*Task objective*: Beginning with the first line of the data below, set down each line exactly through the line that contains "Updates to support".

Collected data entries:
PR #4035, opened 2025-09-11
Supporting work for Purchase Rules - Compatibility updates for schema/models library updates

dpanta94:
### 🎫 Ticket

[TICKET_ID]

### 🗒️ Description

Updates to support the major upgrades of schema and models.
Supporting work for implementing Purchase Rules in ETP.

### ✔️ Checklist

### DIFF
--- a/src/Tickets/Commerce/Gateways/Stripe/Hooks.php
+++ b/src/Tickets/Commerce/Gateways/Stripe/Hooks.php
@@ -393,7 +393,7 @@ class Hooks extends \TEC\Common\Contracts\Service_Provider {
 	 */
 	public function maybe_create_stripe_payment_intent() {
 
-		if ( ! tribe( Module::class )->is_checkout_page() || ! tribe( Gateway::class )->is_enabled() || ! tribe( Merchant::class )->is_connected() ) {
+		if ( ! ( tribe( Gateway::class )->is_enabled() && tribe( Merchant::class )->is_connected() ) ) {
 			return;
 		}
 


src/admin-views/editor/metabox.php
```diff
@@ -21,15 +21,13 @@
...
-	<?php wp_nonce_field( 'tribe-tickets-meta-box', 'tribe-tickets-post-settings' ); ?>
-
-	<?php $admin_views->template( [ 'editor', 'panel', 'list' ], get_defined_vars() ); ?>
-
-	<?php $admin_views->template( [ 'editor', 'panel', 'ticket' ], get_defined_vars() ); ?>
+	<?php
+	wp_nonce_field( 'tribe-tickets-meta-box', 'tribe-tickets-post-settings' );
 
-	<?php $admin_views->template( [ 'editor', 'panel', 'settings' ], get_defined_vars() ); ?>
+	foreach ( $panels as $panel ) {
```
JPry, line 29: A couple things:

1. How does this relate to the schema updates? I don't see it mentioned in the PR description.
2. `$panels` and `$ticket_id` aren't defined, or at least not that we know about at this point. They either need to be defined, or else declared at the top of the file with the other vars. (`$ticket_id` wasn't changed in this PR, but if we're adding to the file vars anyway then we should include it now)

src/resources/js/tickets.js
```diff
@@ -361,6 +363,16 @@ let ticketHeaderImage = window.ticketHeaderImage || {};
 
 		// Trigger dependency.
 		$( '.tribe-dependency' ).trigger( 'verify.dependency' );
+
+		/**
+		 * Fires after the panels are refreshed.
+		 *
+		 * @since TBD
+		 *
+		 * @param {Object} panels The panels object.
```
JPry, line 372: These parameters don't match what is actually passed to the action.

src/Tickets/Commerce/Gateways/Square/Syncs/Integrity_Controller.php
```diff
@@ -284,28 +284,28 @@ public function check_data_integrity(): void {
 		$to_local_delete = [];
 		$to_be_checked   = [];
 
-		foreach ( Integrity_Table::fetch_all( 100, OBJECT, "WHERE last_checked < '{$a_few_minutes_ago}' AND mode = " . (int) self::$is_prod_mode ) as $item ) {
-			$post_object = get_post( $item->wp_object_id );
+		foreach ( Integrity_Table::get_all( 100, "WHERE last_checked < '{$a_few_minutes_ago}' AND mode = " . (int) self::$is_prod_mode ) as $item ) {
```
JPry: Not strictly part of this PR, but just a note that `$a_few_minutes_ago` is actually `-30 seconds` above. Now would be a good time to give the variable a better name

src/Tickets/Commerce/Gateways/Square/Syncs/Integrity_Table.php
```diff
@@ -67,20 +73,26 @@ class Integrity_Table extends Table {
...
 	 *
-	 * @since 5.24.0
+	 * @since TBD
 	 *
-	 * @var string[]
+	 * @return array<string, callable>
 	 */
-	public static function get_columns(): array {
+	public static function get_schema_history(): array {
+		$table_name = self::table_name( true );
```
JPry:
```suggestion
		$table_name = self::table_name();
```

src/Tickets/Commerce/Gateways/Square/Syncs/Integrity_Controller.php
```diff
@@ -569,13 +569,13 @@ public function sync_items(): void {
 		$skipped_tickets = [];
 		$batch           = [];
 
-		foreach ( Integrity_Table::fetch_all( 100, OBJECT, 'WHERE id IN (' . implode( ',', $ids ) . ')' ) as $item ) {
-			$is_ticket = in_array( get_post_type( $item->wp_object_id ), tribe_tickets()->ticket_types(), true );
+		foreach ( Integrity_Table::get_all( 100, 'WHERE id IN (' . implode( ',', $ids ) . ')' ) as $item ) {
+			$is_ticket = in_array( get_post_type( $item['wp_object_id'] ), tribe_tickets()->ticket_types(), true );
```
JPry: This isn't part of this PR, but while we're here it would be nice to pull `tribe_tickets()->ticket_types()` out of the `foreach` loop, since we don't expect that to change between iterations.

We could also get a small performance boost by using array key comparison instead of `in_array()`.

Here's what the whole section could look like:

```php
		$ticket_types = array_flip( tribe_tickets()->ticket_types() );
		foreach ( Integrity_Table::get_all( 100, 'WHERE id IN (' . implode( ',', $ids ) . ')' ) as $item ) {
			$is_ticket = isset( $ticket_types[ get_post_type( $item['wp_object_id'] ) ] );

```

src/Tickets/Commerce/Order_Modifiers/Custom_Tables/Order_Modifier_Relationships.php
```diff
@@ -55,66 +61,23 @@ class Order_Modifier_Relationships extends Table {
...
-	public static function get_columns(): array {
-		return [
-			'id',
-			'modifier_id',
-			'post_id',
-			'post_type',
-		];
-	}
+	public static function get_schema_history(): array {
+		$table_name = self::table_name( true );
```
JPry:
```suggestion
		$table_name = self::table_name();
```

src/Tickets/Commerce/Order_Modifiers/Custom_Tables/Order_Modifier_Relationships.php
```diff
@@ -55,66 +61,23 @@ class Order_Modifier_Relationships extends Table {
 	/**
 	 * An array of all the columns in the table.
 	 *
-	 * @since 5.20.0
+	 * @since TBD
 	 *
 	 * @var string[]
```
JPry: While we're here, let's fix the docblock to match reality.

src/Tickets/Commerce/Order_Modifiers/Custom_Tables/Order_Modifier_Relationships.php
```diff
@@ -55,66 +61,23 @@ class Order_Modifier_Relationships extends Table {
...
-		if ( ! count( $results ) ) {
-			return $results;
-		}
-
-		// Helper method to check and add indexes.
-		$results = $this->check_and_add_index( $results, 'tec_order_modifier_relationship_index_modifier_id', 'modifier_id' );
-		$results = $this->check_and_add_index( $results, 'tec_order_modifier_relationship_index_post_id', 'post_id' );
+		return [
+			self::SCHEMA_VERSION => function () use ( $table_name ) {
+				$columns   = new Column_Collection();
```
JPry, line 72: This is a little out of scope for this PR, but after looking at a few of these I can't help but think that it would be nice for `Column_Collection` (or event the base `Collection` class) to have a static method that accepts the collection items and returns the new collection. E.g. something like this:

```php
$columns = Column_Collection::create(
	[
		new ID( 'id' ),
		new Referenced_ID( 'modifier_id' ),
		new Referenced_ID( 'post_id' ),
		( new String_Column( 'post_type' ) )->set_length( 20 ),
	]
);
```

Not strictly needed, but IMO it would be a bit nicer. That said, I can understand that this but be too much out of scope for now.

src/Tickets/Commerce/Order_Modifiers/Custom_Tables/Order_Modifiers.php
```diff
@@ -56,85 +66,31 @@ class Order_Modifiers extends Table {
...
 	 *
-	 * @since 5.20.0
-	 * @since 5.25.0 Removed the `updated_at` column.
+	 * @since TBD
 	 *
 	 * @var string[]
 	 */
-	public static function get_columns(): array {
+	public static function get_schema_history(): array {
+		$table_name = self::table_name( true );
```
JPry:
```suggestion
		$table_name = self::table_name();
```

src/Tickets/Commerce/Order_Modifiers/Custom_Tables/Order_Modifiers_Meta.php
```diff
@@ -60,72 +68,25 @@ class Order_Modifiers_Meta extends Table {
...
-	 *
-	 * @return string The table creation SQL, in the format supported
-	 *                by the `dbDelta` function.
-	 */
-	protected function get_definition() {
-		global $wpdb;
-		$table_name      = self::table_name( true );
-		$charset_collate = $wpdb->get_charset_collate();
+	public static function get_schema_history(): array {
+		$table_name = self::table_name( true );
```
JPry:
```suggestion
		$table_name = self::table_name();
```

src/Tickets/Commerce/Order_Modifiers/Custom_Tables/Order_Modifiers_Meta.php
```diff
@@ -60,72 +68,25 @@ class Order_Modifiers_Meta extends Table {
 	/**
 	 * An array of all the columns in the table.
 	 *
-	 * @since 5.20.0
-	 * @since 5.25.0 Removed the `updated_at` column.
+	 * @since TBD
```
JPry, line 71: Should this be `5.18.0` instead of `TBD`?

src/Tickets/Commerce/Order_Modifiers/Models/Coupon.php
```diff
@@ -42,12 +43,12 @@ class Coupon extends Order_Modifier {
 	public function get_discount_amount( float $subtotal ): float {
 		if ( 'flat' === $this->sub_type ) {
 			/** @var Float_Value $amount */
-			$amount = $this->attributes['raw_amount'];
+			$amount = Float_Value::from_number( $this->getAttribute( 'raw_amount' ) );
```
JPry, line 45: With this change, you can remove the `@var` comment above.

src/Tickets/Commerce/Order_Modifiers/Models/Order_Modifier.php
```diff
@@ -71,26 +69,37 @@ class Order_Modifier extends Model implements ModelCrud, ModelFromQueryBuilderOb
...
+	 * Acts as the constructor for the model.
 	 *
 	 * @since 1.0.0
 	 *
 	 * @param array<string,mixed> $attributes Attributes.
 	 */
-	public function __construct( array $attributes = [] ) {
-		parent::__construct( $attributes );
-
+	protected function afterConstruct(): void {
```
JPry: The docblock needs updated to reflect that there is no parameter. Also, update `@since`.

src/Tickets/Commerce/Order_Modifiers/Models/Order_Modifier.php
```diff
@@ -71,26 +69,37 @@ class Order_Modifier extends Model implements ModelCrud, ModelFromQueryBuilderOb
...
 		}
 
 		// If we don't have the raw amount set, nothing else to do.
-		if ( ! array_key_exists( 'raw_amount', $this->attributes ) ) {
+		if ( ! $this->isSet( 'raw_amount' ) ) {
 			return;
 		}
 
-		if ( $this->attributes['raw_amount'] instanceof Percent_Value ) {
+		if ( $this->getAttribute( 'raw_amount' ) instanceof Percent_Value ) {
```
JPry: The original purpose of this statement was to ensure the value internal to the object was of the correct type, e.g. a `Percent_Value` object. When we call `$this->getAttribute()`, it converts the internal type to an external type (see the innards of `getAttribute()`).

I'm not entirely sure what the equivalent would be now that the attributes have been moved into `$this->propertyCollection`. When doing step debugging, I can see at this point that the `raw_amount` item within `$this->propertyCollection->properties` is an instance of `Percent_Value`, which is the desired outcome.

If we wanted to be sure, then I suppose the right thing to do would be to check `$this->propertyCollection->get( 'raw_amount' )->getValue() instanceof Percent_Value`. Since you're more aware of what changes are going on, if you think there's something better to do, or a better place to do it, I'm open to it. It might even be feasible to remove this method entirely.

src/Tickets/Commerce/Order_Modifiers/Models/Order_Modifier.php
```diff
@@ -253,19 +224,12 @@ public function setAttribute( string $key, $value ): ModelInterface {
 					$value = Float_Value::from_number( $value );
 				}
 				break;
-
-			case 'id':
-				if ( ! $value instanceof Positive_Integer_Value ) {
-					$value = Positive_Integer_Value::from_number( $value );
```
JPry, line 259: With this removal, you can remove the import for `Positive_Integer_Value` at the top of the file.

src/Tickets/Commerce/Order_Modifiers/Models/Order_Modifier.php
```diff
@@ -71,26 +69,37 @@ class Order_Modifier extends Model implements ModelCrud, ModelFromQueryBuilderOb
...
-	 * Constructor.
+	 * Returns the properties definition for this model.
+	 *
+	 * @since 5.18.0
+	 *
+	 * @return array<string, ModelPropertyDefinition>
+	 */
+	protected static function properties(): array {
+		return [
+			'raw_amount' => ( new ModelPropertyDefinition() )->type( 'float', 'object' )->castWith( fn( $value ): Float_Value => Float_Value::from_number( $value ) ),
```
JPry: Is it possible to be more specific than `object` for the type? For instance, the `raw_amount` property should be represented internally as either a `Float_Value` or a `Percent_Value`, so it would be nice if we could let the `->type()` call accept those values.

Building on that, the type for this property depends on the `sub_type` property. So a `percent` sub-type would get a `Percent_Value` and a `flat` sub-type would get a `Float_Value`.

Speaking of `sub_type`, we should probably define that here also, because it has limited options for its value: `percent` and `flat`.

src/Tickets/Commerce/Order_Modifiers/Models/Order_Modifier.php
```diff
@@ -201,36 +197,13 @@ public function to_array(): array {
...
-	 * Validates an attribute to a PHP type.
-	 *
-	 * @since 5.18.0
-	 *
-	 * @param string $key   Property name.
-	 * @param mixed  $value Property value.
-	 *
-	 * @return bool
-	 */
-	public function isPropertyTypeValid( string $key, $value ): bool {
```
JPry, line 221: Just to confirm, this is handled by the `propertyCollection` object now, right?

src/Tickets/Commerce/Order_Modifiers/Models/Order_Modifier_Relationships.php
```diff
@@ -140,6 +125,6 @@ public static function fromQueryBuilderObject( $object ) {
 	 * @return array The object properties as an array.
 	 */
 	public function to_array(): array {
-		return $this->attributes;
+		return $this->toArray();
```
JPry, line 131: Might as well mark this method as deprecated. Same for the `Order_Modifier` class in this directory. I think `Order_Modifier` is the only one that actually calls `->to_array()` somewhere, though I could be wrong. We can just update the call to use `->toArray()`.

src/Tickets/Commerce/Order_Modifiers/Traits/Coupons.php
```diff
@@ -273,7 +273,7 @@ protected function remove_coupon_use( int $coupon_id, int $quantity = 1 ) {
 			$existing_uses = $this->get_uses_meta( $coupon_id );
 
 			// Use max() to ensure we don't set the usage to a negative number.
-			$existing_uses->meta_value = max( (int) $existing_uses->meta_value - $quantity, 0 );
+			$existing_uses->meta_value = (int) max( (int) $existing_uses->meta_value - $quantity, 0 );
```
JPry: This isn't technically needed. The `max()` function will return the original value type, so since all of the values provided to `max()` are already type `int`, `max()` can only ever return type `int`.

src/Tickets/Commerce/Tables/Webhooks.php
```diff
@@ -70,18 +77,25 @@ class Webhooks extends Table {
...
 	 * An array of all the columns in the table.
 	 *
-	 * @since 5.24.0
+	 * @since TBD
 	 *
 	 * @var string[]
 	 */
-	public static function get_columns(): array {
+	public static function get_schema_history(): array {
+		$table_name = self::table_name( true );
```
JPry:
```suggestion
		$table_name = self::table_name();
```

src/Tickets/Commerce/Ticket.php
```diff
@@ -895,7 +895,7 @@ public function delete( $event_id, $ticket_id ) {
 		}
 
 		// Delete the ticket/attendee post.
-		$delete = wp_trash_post( $ticket_id );
+		$delete = wp_delete_post( $ticket_id, true );
```
JPry, line 898: Why delete instead of trash?

src/Tickets/Flexible_Tickets/Custom_Tables/Posts_And_Ticket_Groups.php
```diff
@@ -47,7 +52,26 @@ class Posts_And_Ticket_Groups extends Table {
 	/**
 	 * {@inheritdoc}
 	 */
-	protected function get_definition() {
+	public static function get_schema_history(): array {
+		$table_name = self::table_name( true );
```
JPry:
```suggestion
		$table_name = self::table_name();
```

src/Tickets/Flexible_Tickets/Custom_Tables/Ticket_Groups.php
```diff
@@ -59,12 +66,33 @@ class Ticket_Groups extends Table {
 		'1.2.0',
 	];
 
+	/**
+	 * {@inheritdoc}
+	 */
+	public static function get_schema_history(): array {
+		$table_name = self::table_name( true );
```
JPry:
```suggestion
		$table_name = self::table_name();
```

src/Tickets/REST/TEC/V1/Traits/With_Tickets_ORM.php
```diff
@@ -26,9 +26,9 @@ trait With_Tickets_ORM {
 	 *
 	 * @since 5.26.0
 	 *
-	 * @return Tribe__Repository__Interface The repository instance.
+	 * @return Repository_Interface The repository instance.
```
JPry, line 30: The `@since` tag should be updated here too, reflecting the new return type.

src/Tickets/Seating/Tables/Layouts.php
```diff
@@ -67,18 +73,25 @@ class Layouts extends Table {
...
 	 * An array of all the columns in the table.
 	 *
-	 * @since 5.20.0
+	 * @since TBD
 	 *
 	 * @var string[]
 	 */
-	public static function get_columns(): array {
+	public static function get_schema_history(): array {
+		$table_name = self::table_name( true );
```
JPry:
```suggestion
		$table_name = self::table_name();
```

src/Tickets/Seating/Tables/Maps.php
```diff
@@ -67,16 +72,23 @@ class Maps extends Table {
...
 	 * An array of all the columns in the table.
 	 *
-	 * @since 5.20.0
+	 * @since TBD
 	 *
 	 * @var string[]
 	 */
-	public static function get_columns(): array {
+	public static function get_schema_history(): array {
+		$table_name = self::table_name( true );
```
JPry:
```suggestion
		$table_name = self::table_name();
```

src/Tickets/Seating/Tables/Seat_Types.php
```diff
@@ -68,37 +72,25 @@ class Seat_Types extends Table {
...
 	 * An array of all the columns in the table.
 	 *
-	 * @since 5.20.0
+	 * @since TBD
 	 *
 	 * @var string[]
 	 */
-	public static function get_columns(): array {
+	public static function get_schema_history(): array {
+		$table_name = self::table_name( true );
```
JPry:
```suggestion
		$table_name = self::table_name();
```

src/Tickets/Seating/Tables/Seat_Types.php
```diff
@@ -126,4 +118,23 @@ protected function get_definition() {
...
+	 *
+	 * @param string $seat_type The seat type UUID to return the number of seats for.
+	 *
+	 * @return int The number of seats for the given seat type. If the seat type does not exist, returns `0`.
+	 */
+	public function get_seats( string $seat_type ): int {
+		return (int) DB::get_var(
+			DB::prepare(
+				'SELECT seats FROM %i WHERE id = %s',
+				self::table_name( true ),
```
JPry:
```suggestion
				self::table_name(),
```

src/Tribe/Assets.php
```diff
@@ -202,7 +202,7 @@ public function enqueue_scripts() {
 	public function admin_enqueue_scripts() {
 		/** @var Tribe__Tickets__Main $tickets_main */
 		$tickets_main = tribe( 'tickets.main' );
-		$ticket_js_deps = [ 'jquery-ui-datepicker', 'tribe-bumpdown', 'tribe-attrchange', 'underscore', 'tribe-validation', 'event-tickets-admin-accordion-js', 'tribe-timepicker' ];
+		$ticket_js_deps = [ 'jquery-ui-datepicker', 'tribe-bumpdown', 'tribe-attrchange', 'underscore', 'tribe-validation', 'event-tickets-admin-accordion-js', 'tribe-timepicker', 'wp-hooks' ];
```
JPry, line 205: This is long enough now that it should span multiple lines.

src/Tribe/Metabox.php
```diff
@@ -253,7 +262,19 @@ public function get_panels( $post, $ticket_id = null, ?string $ticket_type = nul
...
+		 * @since TBD
+		 *
+		 * @param array       $panels      The panels data.
+		 * @param int|WP_Post $post        The post object or ID context of the panel rendering.
+		 * @param int|null    $ticket_id   The ID of the ticket being rendered, `null` if a new ticket.
+		 * @param string      $ticket_type The ticket type being rendered, `default` if not specified.
+		 *
+		 * @return array The panels data.
+		 */
+		return apply_filters( 'tec_tickets_panels', $panels, $post, $ticket_id, $ticket_type );
```
JPry: To be safe, we should type-case the return value.

```suggestion
		return (array) apply_filters( 'tec_tickets_panels', $panels, $post, $ticket_id, $ticket_type );
```

tests/commerce_integration/TEC/Tickets/Commerce/Gateways/Stripe/Hooks_Test.php
```diff
@@ -178,34 +178,34 @@ public function test_it_should_bail_async_stripe_webhooks_when_end_result_is_don
...
-					]
-				);
-				$ticket_id_1 = $this->create_tc_ticket( $post, 10 );
-				$order = $this->create_order_through_stripe( [ $ticket_id_1 => 1 ], [ 'order_status' => Pending::SLUG ] );
-				$_REQUEST['payment_intent'] = 'pi_123';
-				$_REQUEST['payment_intent_client_secret'] = 'pi_123_secret';
-				return [ $order->ID, false ];
-			},
-		];
+		// yield 'empty request' => [
```
JPry: Should we just remove these cases? Or is there a reason to leave them commented out?

tests/order_modifiers_integration/Checkout/Coupons_Test.php
```diff
@@ -355,7 +355,7 @@ public function it_should_update_coupon_usage() {
 				[
 					'order_modifier_id' => $coupon->id,
 					'meta_key'          => 'coupons_available',
-					'meta_value'        => $limit,
+					'meta_value'        => (string) $limit,
```
JPry: Why cast to `string` when both `string` and `int` are allowable types?

tests/order_modifiers_integration/Checkout/Coupons_Test.php
```diff
@@ -428,7 +428,7 @@ public function it_should_handle_status_transitions_without_duplicate_usages() {
...
```
JPry: Same question as above.

tests/order_modifiers_integration/Coupons/Create_Coupon_Modifiers_Test.php
```diff
@@ -61,7 +61,7 @@ public function does_table_render_correctly_with_uses() {
 						[
 							'order_modifier_id' => $modifier->id,
 							'meta_key'          => 'usage_limit',
-							'meta_value'        => 20,
+							'meta_value'        => '20',
```
JPry: Same question as the other test file

JPry:
In addition to the other comments, a few general things:

1. All imports that have been modified should be alphabetized.
2. For all of the `get_schema_history()` methods, the docblocks need updating to ensure proper return types and parameters (or lack thereof)
3. In model classes, `self::table_name( true )` should be replaced with `self::table_name()`, as the parameter is not necessary.

src/Tickets/Commerce/Order_Modifiers/Custom_Tables/Order_Modifier_Relationships.php
dpanta94: We could introduce it in the schema library.

src/Tickets/Commerce/Order_Modifiers/Custom_Tables/Order_Modifiers_Meta.php
dpanta94: I dont think so. Its a new method.

src/Tickets/Commerce/Order_Modifiers/Models/Order_Modifier.php
dpanta94: it c an be removed completely. The model definition will now take care of that.

src/Tickets/Commerce/Order_Modifiers/Models/Order_Modifier.php
dpanta94: Yes

src/Tickets/Commerce/Ticket.php
dpanta94: This is the correct approach. Previouslyh we were trashing tickets without offering the ability to be restored. Creating orphans without any reason. Since i noticed, i fixed it.

src/Tribe/Assets.php
dpanta94: I'm not against your comment, but i am against having everyone review about their personal preferences about coding style. If this is not a phpcs violation, then its fine.

Code preferences are ok. If we are not ok with something as a team, we should create a phpcs rule and having it be enforced and ideally phpcbf should be automatically fixing those so we dont waste any energy on them.

tests/commerce_integration/TEC/Tickets/Commerce/Gateways/Stripe/Hooks_Test.php
dpanta94: Good catch. No i forgot to uncomment them

tests/order_modifiers_integration/Checkout/Coupons_Test.php
dpanta94: Good catch. forgot to update them.

src/Tickets/Commerce/Gateways/Stripe/Hooks.php
```diff
@@ -41,7 +41,7 @@ public function register() {
 	 */
 	protected function add_actions() {
 		add_action( 'rest_api_init', [ $this, 'register_endpoints' ] );
-		add_action( 'wp', [ $this, 'maybe_create_stripe_payment_intent' ] );
+		add_action( 'tec_tickets_commerce_checkout_page_parse_request', [ $this, 'maybe_create_stripe_payment_intent' ], 10000 );
```
lucatume, line 44: This looks like a change that would only affect a PHP request. This is fine if detecting, or otherwise setting up the payment intent is not required in the context of any other type of request (AJAX, REST API...)

lucatume (commented):
I've only one question about some filter move, but otherwise fine.

src/Tickets/Commerce/Gateways/Stripe/Hooks.php
dpanta94: So if you look at the callback - the first thing that is being checked is if the current page is the checkout page...

So yea this is completely safe.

*Answer to the problem*:
PR #4035, opened 2025-09-11
Supporting work for Purchase Rules - Compatibility updates for schema/models library updates

dpanta94:
### 🎫 Ticket

[TICKET_ID]

### 🗒️ Description

Updates to support the major upgrades of schema and models.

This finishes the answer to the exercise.